* [What the task requires]
Set down all of the records word for word.

(Source data)
PR #394, opened 2024-04-22
Fix CLI memory stats output

saghul:


saghul:
@chqrlie Looks like the `qjs -qd` option broke when the CLI was refactored with the new dump options.

chqrlie:
> @chqrlie Looks like the `qjs -qd` option broke when the CLI was refactored with the new dump options.

Actually, I think `-qd` still works as expected, but not `-dq`.

PS: sorry for the lag, been busy with complex issues the past 2 weeks

qjs.c
```diff
@@ -371,12 +371,13 @@ int main(int argc, char **argv)
...
+                dump_memory++;
                 if (opt_arg) {
                     dump_flags = strtol(opt_arg, NULL, 16);
                     break;
+                } else {
+                    continue;
                 }
-                dump_memory++;
-                continue;
             }
```
chqrlie: There is a side effect here: `dump_memory` is always set, even if an argument is provided (is: `-d1`), which is not my intent.  I suggest a simpler fix:
```
-                 if (opt_arg) {
+                 if (opt_arg && isdigit((unsigned char)*opt_arg)) {
```
A palatable alternative is to use a different option character such as `'D'`:
```
            if (opt == 'd' || !strcmp(longopt, "dump")) {
                dump_memory++;
                continue;
            }
            if (opt == 'D' || !strcmp(longopt, "dump-flags")) {
                dump_flags = opt_arg ? strtol(opt_arg, NULL, 16) : 0;
                break;
            }
```

chqrlie (changes requested):

qjs.c
saghul: I like the latter option, let's go for that!

saghul:
@chqrlie Updated, PTAL!

chqrlie (approved):

PR #396, opened 2024-04-22
Make sure repos are updated before installing valgrind in CI

saghul:


saghul:
Valgrind run: https://github.com/quickjs-ng/quickjs/actions/runs/8782108910/job/24095543243 The previous run had failed due to an error installing a dependency because the repos were up to date.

* [Exercise solution]
PR #394, opened 2024-04-22
Fix CLI memory stats output

saghul:


saghul:
@chqrlie Looks like the `qjs -qd` option broke when the CLI was refactored with the new dump options.

chqrlie:
> @chqrlie Looks like the `qjs -qd` option broke when the CLI was refactored with the new dump options.

Actually, I think `-qd` still works as expected, but not `-dq`.

PS: sorry for the lag, been busy with complex issues the past 2 weeks

qjs.c
```diff
@@ -371,12 +371,13 @@ int main(int argc, char **argv)
...
+                dump_memory++;
                 if (opt_arg) {
                     dump_flags = strtol(opt_arg, NULL, 16);
                     break;
+                } else {
+                    continue;
                 }
-                dump_memory++;
-                continue;
             }
```
chqrlie: There is a side effect here: `dump_memory` is always set, even if an argument is provided (is: `-d1`), which is not my intent.  I suggest a simpler fix:
```
-                 if (opt_arg) {
+                 if (opt_arg && isdigit((unsigned char)*opt_arg)) {
```
A palatable alternative is to use a different option character such as `'D'`:
```
            if (opt == 'd' || !strcmp(longopt, "dump")) {
                dump_memory++;
                continue;
            }
            if (opt == 'D' || !strcmp(longopt, "dump-flags")) {
                dump_flags = opt_arg ? strtol(opt_arg, NULL, 16) : 0;
                break;
            }
```

chqrlie (changes requested):

qjs.c
saghul: I like the latter option, let's go for that!

saghul:
@chqrlie Updated, PTAL!

chqrlie (approved):

PR #396, opened 2024-04-22
Make sure repos are updated before installing valgrind in CI

saghul:


saghul:
Valgrind run: https://github.com/quickjs-ng/quickjs/actions/runs/8782108910/job/24095543243 The previous run had failed due to an error installing a dependency because the repos were up to date.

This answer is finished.